Aggregating data with CQs
To aggregate data or perform any sort of calculation on it (see Functions), a CQ must select from a window (see Bounding data with windows). The basic pattern for a CQ that filters data is:
window / cache / WActionStore > CQ > stream / WActionStore
A CQ that aggregates data may have multiple inputs, including one or more streams, but at least one input must be a window, cache, or WactionStores. See TQL programming rules and best practices for more about this limitation.
Here is a simple example, from PosApp:
CREATE JUMPING WINDOW PosData5Minutes OVER PosDataStream KEEP WITHIN 5 MINUTE ON dateTime PARTITION BY merchantId; CREATE CQ GenerateMerchantTxRateOnly INSERT INTO MerchantTxRateOnlyStream SELECT p.merchantId, FIRST(p.zip), FIRST(p.dateTime), COUNT(p.merchantId), SUM(p.amount) ... FROM PosData5Minutes p ... GROUP BY p.merchantId;
Every time the PosData5Minutes window jumps, the GenerateMerchantTxRateOnly CQ will generate a summary event for each merchant including the merchant ID, the first Zip code and timestamp of the set, the number of transactions, and the total amount of the transactions. For more details, see PosApp.

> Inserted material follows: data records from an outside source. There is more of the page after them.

PR #1446, opened 2019-12-20
[FEATURE] Search dynamic mode config

### LINKED ISSUE #1436: Make `mode()` a runtime decision
(user feedback)

Make it a hybrid configuration, i.e. it can be either set at runtime or at compile time if known already. 
See https://github.com/seqan/seqan3/blob/master/include/seqan3/alignment/configuration/align_config_aligned_ends.hpp as a reference to implement both using almost the same interface.
Make the configuration options enums and then in addition define integral_constant values from the enums. Then the config can be called from the enum and the enum can be changed at runtime, or if the configuration is already known one can use the variable with the encoded enum.

```cpp
enum struct find : uint8_t
{
    best
};
inline constexpr std::integral_constant<find, find::best> find_best{};
...
search_cfg::mode(find::best)  // uses enum
search_cfg::mode(find_best)  // uses static type info
```

- [ ] think about a better name for find
- [ ] adapt the configuration to use enum
- [ ] tests
- [ ] adapt algorithm config
- [ ] adapt docu (API, tutorial)

rrahn:
Resolves #1436

### DIFF
--- a/include/seqan3/search/configuration/mode.hpp
+++ b/include/seqan3/search/configuration/mode.hpp
@@ -34,7 +34,6 @@ struct search_mode_all_best {};
 //!\brief Type for the "best" value for the configuration element "mode".
 //!\ingroup search_configuration
 struct search_mode_best {};
-
 } // namespace seqan3::detail
 
 namespace seqan3::search_cfg
@@ -61,8 +60,20 @@ struct strata : detail::strong_type<uint8_t, strata, detail::strong_type_skill::
     using detail::strong_type<uint8_t, strata, detail::strong_type_skill::convert>::strong_type;
 };
 
+//!\brief A helper variable template to check if the given mode type is a valid search mode.
+//!\ingroup search_configuration
+//!\hideinitializer
+template <typename search_mode_t>
+inline constexpr bool is_valid_search_mode_v = std::same_as<search_mode_t, detail::search_mode_all> ||
+                                               std::same_as<search_mode_t, detail::search_mode_all_best> ||
+                                               std::same_as<search_mode_t, detail::search_mode_best> ||
+                                               std::same_as<search_mode_t, strata>;
+
 /*!\brief Configuration element to determine the search mode.
  * \ingroup search_configuration
+ *
+ * \tparam search_mode_t The type of the search mode to use; seqan3::search_cfg::is_valid_mode_type must evaluate to
+ *                       `true` or must be of type seqan3::dynamic_state.
  *
  * \details
  *
@@ -92,11 +103,7 @@ struct strata : detail::strong_type<uint8_t, strata, detail::strong_type_skill::
  */
 template <typename search_mode_t>
 //!\cond
-    requires std::same_as<search_mode_t, detail::search_mode_all> ||
-             std::same_as<search_mode_t, detail::search_mode_all_best> ||
-             std::same_as<search_mode_t, detail::search_mode_best> ||
-             std::same_as<search_mode_t, strata> ||
-             std::same_as<search_mode_t, dynamic_state>
+    requires is_valid_search_mode_v<search_mode_t> || std::same_as<search_mode_t, dynamic_state>
 //!\endcond
 class mode : public pipeable_config_element<mode<search_mode_t>, search_mode_t>
 {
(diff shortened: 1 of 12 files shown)


test/unit/search/search_test.cpp
```diff
@@ -300,6 +300,13 @@ TYPED_TEST(search_test, search_strategy_all)
         configuration const cfg = max_error{total{1}} | mode{all};
         EXPECT_EQ(uniquify(search("ACGT"_dna4, this->index, cfg)), (hits_result_t{0, 1, 4, 5, 8, 9}));
     }
+
+    { // Test with dynamic mode.
+        mode dynamic_mode{};
```
joergi-w: If I remember correctly, in tests we now have to specify `seqan3::` namespace before all types and functions of seqan3?

include/seqan3/search/configuration/mode.hpp
```diff
@@ -75,28 +78,166 @@ struct strata : detail::strong_type<uint8_t, strata, detail::strong_type_skill::
...
+ * seqan3::search_cfg::mode configuration. Since, the same configuration element cannot be added multiple times a
+ * distinct type is used to forward the actual information. This means that implementors need to use this configuration
+ * instead of seqan3::search_cfg::mode when implementing the algorithm.
+ */
+template <typename search_mode_t>
+//!\cond
+    requires std::same_as<search_mode_t, search_mode_all> ||
+             std::same_as<search_mode_t, search_mode_all_best> ||
+             std::same_as<search_mode_t, search_mode_best> ||
+             std::same_as<search_mode_t, search_cfg::strata>
```
joergi-w: This is already the third occurrence of a check for any valid search mode in this file. Maybe it already makes sense to have a local shortcut like
```cpp
template <typename search_mode_t> 
bool is_search_mode = ...
```

test/unit/search/search_test.cpp
rrahn: yes, but I won't have this refactoring done for this PR, since it is about a feature. The other thing must be done separately.

rrahn:
@joergi-w I had to make a force push after I rebased onto master. So I also incorporated the changes already into the respective commits. I am sorry if this causes some inconvenience.

test/snippet/search/configuration_modes_dynamic.cpp
```diff
@@ -0,0 +1,19 @@
+#include <seqan3/search/configuration/all.hpp>
+
+int main()
+{
+    seqan3::search_cfg::mode my_mode{}; // Enables the dynamic configuration, defaults to seqan3::search_cfg::all.
+
+    if (true)
+        my_mode = seqan3::search_cfg::best; // The best mode is selected.
+    else
+        my_mode = seqan3::search_cfg::strata{2}; // The strata mode is selected.
```
joergi-w: The `else` branch is never executed...?

rrahn: yes, that is right. but that does not matter. It is a demo to show how to use it. And usually it would be by some condition you would do the one or the other thing. that is also more consistent with the text that describes this snippet.

joergi-w: Okay, fine then 👍

rrahn:
@smehringer polite ping

smehringer:
I did not manage to review this last week and since this is not an urgent issue and we need to redesign the config, doesn't it make more since to refactor first and then apply this change? Otherwise we need to refactor this code again?

rrahn:
> I did not manage to review this last week and since this is not an urgent issue and we need to redesign the config, doesn't it make more since to refactor first and then apply this change? Otherwise we need to refactor this code again?

Since it is not clear when we are going to refactor it, this should be already added. The other point is that the mechanics will be the same, just different class names are used. So I don't see that this can't be incrementally adapted later?

smehringer:
I thought we decided to postpone this altogether?

rrahn:
> I thought we decided to postpone this altogether?

I think this is a very independent PR. The search result range should wait until after the release because it involves more stuff. But anyway, we could also put that in after the release. I don't care. In general, I was trying to make a point why we should not postpone it until we start refactoring the things. I would like to do it first, when we arrive at an actual use case. But that is independent of the mechanics of this PR.

rrahn:
Will be tackled as part of the next iteration with the refined configuration naming.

Applications may use multiple windows and multiple CQs to perform more complex aggregation tasks. For example, from MultiLogApp:
CREATE JUMPING WINDOW ApiWindow OVER ApiEnrichedStream KEEP WITHIN 1 HOUR ON logTime PARTITION BY api; CREATE CQ GetApiUsage INSERT INTO ApiUsageStream SELECT a.api, a.sobject, COUNT(a.userId), FIRST(a.logTime) FROM ApiWindow a ... CREATE JUMPING WINDOW ApiSummaryWindow OVER ApiUsageStream KEEP WITHIN 1 HOUR ON logTime PARTITION BY api; CREATE CQ GetApiSummaryUsage INSERT INTO ApiActivity SELECT a.api, sum(a.count), first(a.logTime) FROM ApiSummaryWindow a ...
The jumping ApiWindow aggregates the application log events from the ApiEnrichedStream window into one-hour sets for each API call (
PARTITION BY api
) based on the events' log times.Once an hour, when ApiWindow emits its latest set of data, the GetApiUsage CQ sends a summary event for each sobject in each API call including the name of the API call, the name of the sobject, the count of the sobject, and the log time of the first occurrence of that sobject during that hour (
SELECT a.api, a.sobject, COUNT(a.userId), FIRST(a.logTime)
).The ApiSummaryWindow contains the summary events emitted by GetApiUsage. This window jumps in sync with ApiWindow since both use KEEP WITHIN 1 HOUR ON logTime.
The GetApiSummaryUsage discards the sobject details and generates summary events for the API call.